Take the lines below between the one holding "PR #261, opened 2020-01-14" and the one holding "akira-image", inclusive, and copy them exactly. Add nothing.

+---+

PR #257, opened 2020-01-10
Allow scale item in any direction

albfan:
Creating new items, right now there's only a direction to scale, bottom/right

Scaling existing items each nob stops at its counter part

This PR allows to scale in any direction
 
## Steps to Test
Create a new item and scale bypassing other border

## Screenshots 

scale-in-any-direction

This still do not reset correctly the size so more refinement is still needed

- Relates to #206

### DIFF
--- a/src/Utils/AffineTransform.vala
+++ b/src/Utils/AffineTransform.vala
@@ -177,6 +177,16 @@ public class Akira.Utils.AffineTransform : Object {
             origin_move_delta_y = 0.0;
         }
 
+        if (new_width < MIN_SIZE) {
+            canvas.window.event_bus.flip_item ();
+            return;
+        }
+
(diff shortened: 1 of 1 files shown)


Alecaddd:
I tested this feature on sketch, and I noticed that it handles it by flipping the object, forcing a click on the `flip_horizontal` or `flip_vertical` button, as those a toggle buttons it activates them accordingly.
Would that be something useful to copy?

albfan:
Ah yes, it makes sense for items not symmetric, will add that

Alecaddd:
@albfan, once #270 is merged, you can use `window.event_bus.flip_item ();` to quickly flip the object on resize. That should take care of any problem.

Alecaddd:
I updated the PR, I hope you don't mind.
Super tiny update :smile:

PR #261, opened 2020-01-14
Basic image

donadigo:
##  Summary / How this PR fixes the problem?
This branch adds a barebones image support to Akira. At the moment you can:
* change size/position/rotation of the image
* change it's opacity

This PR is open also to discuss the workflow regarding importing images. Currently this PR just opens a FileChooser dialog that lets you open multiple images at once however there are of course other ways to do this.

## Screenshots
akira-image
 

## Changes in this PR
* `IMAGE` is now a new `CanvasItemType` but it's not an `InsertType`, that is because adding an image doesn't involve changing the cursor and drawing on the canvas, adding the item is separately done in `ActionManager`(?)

+---+

RESULT BELOW:
PR #261, opened 2020-01-14
Basic image

donadigo:
##  Summary / How this PR fixes the problem?
This branch adds a barebones image support to Akira. At the moment you can:
* change size/position/rotation of the image
* change it's opacity

This PR is open also to discuss the workflow regarding importing images. Currently this PR just opens a FileChooser dialog that lets you open multiple images at once however there are of course other ways to do this.

## Screenshots
akira-image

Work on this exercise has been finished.